Exceptions to the One Spouse Rule
“One Spouse” may be the most offensive part of the rule of thumb. Lots of people are single, like being single, and plan to stay single. Maybe they are aromantic or asexual. Maybe they like to play the field. Maybe they simply don't want to put their assets at risk of divorce. Maybe they just haven't met “the one” yet. Perhaps they are already divorced or widowed. To suggest they MUST have a spouse to build wealth is absurd.
Likewise, imagine someone in a toxic or even abusive marriage. To suggest they should stay put because of the One Spouse rule is obviously silly (and potentially dangerous).
Then, there are people who are polyamorous, polygynous, or polyandrous. If two people can build more wealth than one, what about two, three, or four? I don't know of a study that has ever looked at this, other than this one from Tanzania, which suggests it is at least possible among the very poor.
More information here:
The “One Job” portion of this rule simply points out that changing jobs can be expensive. This is particularly true when you own your job. I have two good friends who had to go through an EM sweat equity partnership track twice when they changed to our group. That cost them some money (although they'll both likely come out ahead in the long run). It's even worse if you have to close one practice and open another. You may end up fire-selling your equipment and furniture at one place and buying it all again at the new place. Or having to buy and outfit a new building (see transaction costs above). Or contracting with payors again. It takes a while to fill back up your clinical or surgical schedule, too.

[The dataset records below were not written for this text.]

PR #666, opened 2025-03-09
split up Keys and KeyFilters into two seperate classes

kadhonn:


boudicca.base/common-model/src/main/kotlin/base/boudicca/model/structured/KeyFilter.kt
```diff
@@ -0,0 +1,26 @@
...
+        }
+
+        fun builder(propertyName: String): KeyFilterBuilder {
+            return KeyFilterBuilder(propertyName)
+        }
+    }
+
+    override fun toBuilder() = KeyFilterBuilder(name).withVariants(variants)
+
+    class KeyFilterBuilder(name: String) : AbstractKeyBuilder<KeyFilter>(name) {
```
twatzl, line 21: So if we did that the Kotlin way we would get rid of the "toBuilder" function and move the KeyFilterBuilder to a separate file.

Then define a `fun keyFilter(keyFilter: KeyFilter, init KeyFilterBuilder.() -> {})` (or call it modifyKeyFilter if you want and keyFilter for creating new filters)

boudicca.base/common-model/src/main/kotlin/base/boudicca/model/structured/AbstractKey.kt
```diff
@@ -0,0 +1,97 @@
...
+        return true
+    }
+
+    override fun hashCode(): Int {
+        var result = name.hashCode()
+        result = 31 * result + variants.hashCode()
+        return result
+    }
+
+    abstract class AbstractKeyBuilder<T>(private val name: String) {
```
twatzl, line 74: here as well i would recommend not having nested classes, but rather go the kotlin way and move it to a separate file

boudicca.base/common-model/src/main/kotlin/base/boudicca/model/structured/AbstractKey.kt
```diff
@@ -0,0 +1,97 @@
...
+    fun toKeyString(): String {
+        if (variants.isEmpty()) {
+            return name
+        }
+        return name + ":" + variants.joinToString(":") { it.toKeyString() }
+    }
+
+    companion object {
+        val COMPARATOR = compareBy<AbstractKey<*>> { it.name }.thenComparing { o1, o2 ->
+            for (i in 0..<min(o1.variants.size, o2.variants.size)) {
```
twatzl, line 29: you don't need a for loop here as progressions are iterable
```suggestion
           (0..min(o1.variants.size, o2.variants.size)).forEach { i ->
```

boudicca.base/common-model/src/main/kotlin/base/boudicca/model/structured/AbstractKey.kt
```diff
@@ -0,0 +1,97 @@
...
+    }
+
+    /**
+     * get the key string representation of this key for using in an unstructured/serialized event
+     */
+    fun toKeyString(): String {
+        if (variants.isEmpty()) {
+            return name
+        }
+        return name + ":" + variants.joinToString(":") { it.toKeyString() }
```
twatzl, line 24:
```suggestion
        return "$name:${variants.joinToString(":") { it.toKeyString() }}"
```

boudicca.base/common-model/src/main/kotlin/base/boudicca/keyfilters/KeySelector.kt
```diff
@@ -105,6 +99,12 @@ class KeySelector private constructor(
             key.variants.forEach { builder.thenVariant(it) }
             return builder
         }
+
+        fun builder(keyFilter: KeyFilter): KeySelectorBuilder {
```
twatzl, line 103: while we're at it we could also extract this builder?

Also is there a reason why i would need to use the builder and cannot just pass a name and list to the constructor?

kadhonn: yup, i will extract it. hm, not really. i think it makes it a bit more easier to reason about in this case, but i will make the constructor public, so you don't have to use the builder

twatzl (approved):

Exceptions to the One Job Rule
Exceptions to this rule are becoming more and more common. The trend away from physician and dentist practice ownership and toward employment continues at a rapid pace. Only 26% of physicians now own their own practice. It's been less than 10% of doctors in my specialty of emergency medicine for some time now. Some democratic partnerships are now having trouble hiring because young doctors are so afraid that the partnership won't exist a year or two from now when they make partner.
When you are an employee (or a hospital-based independent contractor), the cost of changing jobs (especially within the same local area) is dramatically less than when you are a practice owner. In fact, in many professions, changing jobs actually increases your income. It is standard practice in the tech world to change jobs every 2-5 years. In medicine, changing jobs too frequently was once viewed as a black mark by credentialing committees. I suspect that this viewpoint is slowly fading away.

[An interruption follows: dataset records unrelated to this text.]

PR #667, opened 2025-03-09
Abl/css layers

kadhonn:


twatzl (approved):
Looks good on a quick glance. Don't have much in depth knowledge of how the boudicca frontend works.

I saw you replaced some ids with classes. This is good. In general we should always use classes for styling. Ids only in very rare circumstances.

kadhonn:
yeah, the problem was that those id's where rendered in a loop, so they were not even unique...^^

PR #671, opened 2025-03-09
draft: WIP Tw/common model js

twatzl:
attempt to convert common model to kotlin multiplatform


twatzl:
Currently the big question is how we want to proceed on this since the change to a common self implemented offsetDateTime would mean a change in the API and be quite a lot of work.

PR #677, opened 2025-03-17
reenable detekt with relaxed ruleset and fix all remaining issues

kadhonn:


boudicca.base/common-model/src/main/kotlin/base/boudicca/model/structured/AbstractKey.kt
```diff
@@ -26,7 +26,7 @@ abstract class AbstractKey<T : AbstractKey<T>>(val name: String, variants: List<
 
     companion object {
         val COMPARATOR = compareBy<AbstractKey<*>> { it.name }.thenComparing { o1, o2 ->
-            (0..<min(o1.variants.size, o2.variants.size)).forEach { i ->
+            for (i in 0..<min(o1.variants.size, o2.variants.size)) {
```
twatzl, line 29: why?

boudicca.base/common-model/src/main/kotlin/base/boudicca/model/structured/StructuredEntry.kt
```diff
@@ -5,13 +5,16 @@ import base.boudicca.keyfilters.KeyFilters
...
 import base.boudicca.model.structured.dsl.StructuredEntryBuilder
+import io.github.oshai.kotlinlogging.KotlinLogging
 import java.util.*
 
 /**
  * as with the [Entry] class, a StructuredEntry is simple a typealias for a Map<Key, String>
  */
 typealias StructuredEntry = Map<Key, String>
 
+private val logger = KotlinLogging.logger("base.boudicca.model.structured.StructuredEntry")
```
twatzl, line 16: do we really need to set the logger name manually? isn't that taken automatically from the classname usually?

boudicca.base/common-model/src/main/kotlin/base/boudicca/model/structured/StructuredEvent.kt
```diff
@@ -45,7 +49,8 @@ data class StructuredEvent(val name: String, val startDate: OffsetDateTime, val
                 try {
                     val parsedValue = property.parseFromString(it.second)
                     Pair(it.first, parsedValue)
-                } catch (_: IllegalArgumentException) {
+                } catch (e: IllegalArgumentException) {
+                    logger.warn(e) { "error parsing value for key '${it.first}': ${it.second}" }
```
twatzl, line 53: should we document with examples what log levels should be used where?

boudicca.base/eventcollector-client/src/main/kotlin/base/boudicca/api/eventcollector/collections/CollectionClasses.kt
```diff
@@ -23,7 +23,8 @@ data class FullCollection(
     )
 
     override fun toString(): String {
-        return "FullCollection(\nid=$id, \nstartTime=$startTime, \nendTime=$endTime, \nsingleCollections=$singleCollections, \nlogLines=$logLines, \nerrorCount=$errorCount, \nwarningCount=$warningCount)"
+        return "FullCollection(\nid=$id, \nstartTime=$startTime, \nendTime=$endTime, \nsingleCollections=$singleCollections" +
```
twatzl, line 26: with so many \n should we rather use a multiline string and trimindent?

boudicca.base/fetcher-lib/src/main/kotlin/base/boudicca/fetcher/Fetcher.kt
```diff
@@ -10,9 +10,13 @@ import java.net.http.HttpResponse.BodyHandlers
 import java.time.Clock
 import java.util.concurrent.Callable
 
+private const val WAIT_TIME_FACTOR = 1.5F
+private const val MIN_WAIT_TIME = 100L
+
 /**
  * THIS CLASS IS NOT THREADSAFE!
  */
+@Suppress("detekt:LongParameterList")
```
twatzl, line 19: instead of supressing, why no create a data class called FetcherConfig?

not sure if detekt also complains about data classes, but maybe this would be a bit cleaner anyway?

boudicca.base/fetcher-lib/src/main/kotlin/base/boudicca/fetcher/Fetcher.kt
```diff
@@ -10,9 +10,13 @@ import java.net.http.HttpResponse.BodyHandlers
 import java.time.Clock
 import java.util.concurrent.Callable
 
+private const val WAIT_TIME_FACTOR = 1.5F
+private const val MIN_WAIT_TIME = 100L
```
twatzl, line 14: is the suggested case of parameters, enum etc. enforced by detekt? https://kotlinlang.org/docs/coding-conventions.html#property-names

boudicca.base/publisher-event-html/src/main/kotlin/base/boudicca/publisher/event/html/service/EventService.kt
```diff
@@ -42,7 +43,9 @@ private const val SEARCH_TYPE_ALL = "ALL"
 
 private const val MAP_SEARCH_RESULT_COUNT = 200
 
+//TODO we should think about reducing the size of this class, maybe we can split out all the property selecting methods
```
twatzl, line 46: pls create ticket

boudicca.base/publisher-event-html/src/main/kotlin/base/boudicca/publisher/event/html/service/EventService.kt
```diff
@@ -83,6 +87,7 @@ class EventService @Autowired constructor(
         return query
     }
 
+    @Suppress("detekt:CyclomaticComplexMethod")
```
twatzl, line 90: we should refactor this function. I too think it could be written better

boudicca.base/query-lib/src/main/kotlin/base/boudicca/query/BoudiccaQueryBuilder.kt
```diff
@@ -45,17 +43,14 @@ object BoudiccaQueryBuilder {
         return escapeText(dateFieldName) + " before " + escapeText(DateTimeFormatter.ISO_LOCAL_DATE.format(localDate))
     }
 
+    @Suppress("detekt:ExceptionRaisedInUnexpectedLocation")
```
twatzl, line 46: why supress when fixed?

boudicca.base/query-lib/src/main/kotlin/base/boudicca/query/evaluator/OptimizingEvaluator.kt
```diff
@@ -30,6 +30,9 @@ import java.time.format.DateTimeParseException
 import java.util.BitSet
 import java.util.concurrent.ConcurrentHashMap
 
+private const val SORTING_RATIO = 3
+
+@Suppress("detekt:TooManyFunctions")
```
twatzl, line 35: do we really need this rule?

boudicca.base/query-lib/src/main/kotlin/base/boudicca/query/evaluator/SimpleEvaluator.kt
```diff
@@ -8,26 +8,15 @@ import base.boudicca.model.structured.StructuredEntry
...
-import base.boudicca.query.Utils
+import base.boudicca.query.*
 import base.boudicca.query.evaluator.util.EvaluatorUtil
 import java.time.LocalDate
 import java.time.OffsetDateTime
 import java.time.ZoneId
 import java.time.format.DateTimeParseException
 import java.util.concurrent.ConcurrentHashMap
 
+@Suppress("detekt:LongMethod", "detekt:CyclomaticComplexMethod")
```
twatzl, line 19: maybe we should also refactor this?

boudicca.base/query-lib/src/main/kotlin/base/boudicca/query/evaluator/util/EvaluatorUtil.kt
```diff
@@ -11,6 +11,8 @@ import java.time.temporal.ChronoUnit
 import java.util.concurrent.ConcurrentHashMap
 import kotlin.jvm.optionals.getOrNull
 
+private const val MILLIS_PER_HOUR = 1000.0 * 60.0 * 60.0
```
twatzl, line 14: Can't we do something liek Duration.hours(1).millis? :D

boudicca.events/eventcollectors/src/main/kotlin/events/boudicca/eventcollector/collectors/WissensturmCollector.kt
```diff
@@ -23,9 +23,14 @@ class WissensturmCollector : TwoStepEventCollector<Pair<String, Document>>("wiss
         var date = LocalDate.now(ZoneId.of("Europe/Vienna"))
 
         //only collect 6 months for now
-        for (i in 1..6) {
+        for (ignored in 1..6) {
```
twatzl, line 26: ignored?

boudicca.events/eventcollectors/src/main/kotlin/events/boudicca/eventcollector/collectors/LinzTermineCollector.kt
```diff
@@ -137,7 +137,7 @@ class LinzTermineCollector : EventCollector {
 
         var date = LocalDate.now(ZoneId.of("Europe/Vienna")).atStartOfDay()
         val links = mutableListOf<String>()
-        for (i in 1..(4 * 6)) {
+        for (ignored in 1..(4 * 6)) {
```
twatzl, line 140: ignored?

boudicca.base/common-model/src/main/kotlin/base/boudicca/model/structured/StructuredEntry.kt
kadhonn: there is no class here where we can take the name from :D Entries + StructuredEntries are only typealiases, so we need to set the name here manually

boudicca.base/common-model/src/main/kotlin/base/boudicca/model/structured/AbstractKey.kt
kadhonn: because there is a rule in detekt which says you should not do that and i agree :D

boudicca.base/fetcher-lib/src/main/kotlin/base/boudicca/fetcher/Fetcher.kt
kadhonn: not sure if that makes it better? i think it is ok this way, especially because all those parameters have default values anyway

boudicca.base/fetcher-lib/src/main/kotlin/base/boudicca/fetcher/Fetcher.kt
kadhonn: yes, at least for enums, pretty sure for constants as well

boudicca.base/publisher-event-html/src/main/kotlin/base/boudicca/publisher/event/html/service/EventService.kt
kadhonn: #683

boudicca.base/publisher-event-html/src/main/kotlin/base/boudicca/publisher/event/html/service/EventService.kt
kadhonn: how? i think it is long, but it is the same pattern every time, it does not make sense to split it

boudicca.base/query-lib/src/main/kotlin/base/boudicca/query/BoudiccaQueryBuilder.kt
kadhonn: it is not fixed. the method is called "equals" because the query is called like that. but normally "equals" methods have a different contract, you know like comparing objects and are not supposed to throw exceptions. this is a different kind of equals method so i suppress the rule

boudicca.base/query-lib/src/main/kotlin/base/boudicca/query/evaluator/OptimizingEvaluator.kt
kadhonn: i think it normally makes sense to have it, in most cases this is a good indicator that you should split the class

boudicca.base/query-lib/src/main/kotlin/base/boudicca/query/evaluator/SimpleEvaluator.kt
kadhonn: again, this is not a very complex method, it is just long because there is a long when in there. if you have any better suggestions tell me

boudicca.events/eventcollectors/src/main/kotlin/events/boudicca/eventcollector/collectors/WissensturmCollector.kt
kadhonn: i cannot use "_" as a name for a variable in kotlin in a for loop, so i have to use "ignored" to signify that i don't care about it. otherwise i have an unused variable

boudicca.events/eventcollectors/src/main/kotlin/events/boudicca/eventcollector/collectors/LinzTermineCollector.kt
kadhonn: i cannot use "_" as a name for a variable in kotlin in a for loop, so i have to use "ignored" to signify that i don't care about it. otherwise i have an unused variable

If you are an employee and haven't interviewed for another job in the last two or three years, there's a good chance that you're being underpaid. You don't have to actually change jobs to get higher pay; simply having a legit job offer in hand dramatically improves your bargaining position when it's time for a raise. At my hospital, it seems to be the main—if not the only—way nurses, techs, and clerks ever get a raise. Lots of them apply for other jobs with no intention whatsoever of leaving their current job. I suspect medicine will soon be the same way.
More information here:
16 Ways to Earn More Money as a Doctor
Every rule of thumb has exceptions. That doesn't make the rule useless, but remember that you can take what you find useful and leave the rest.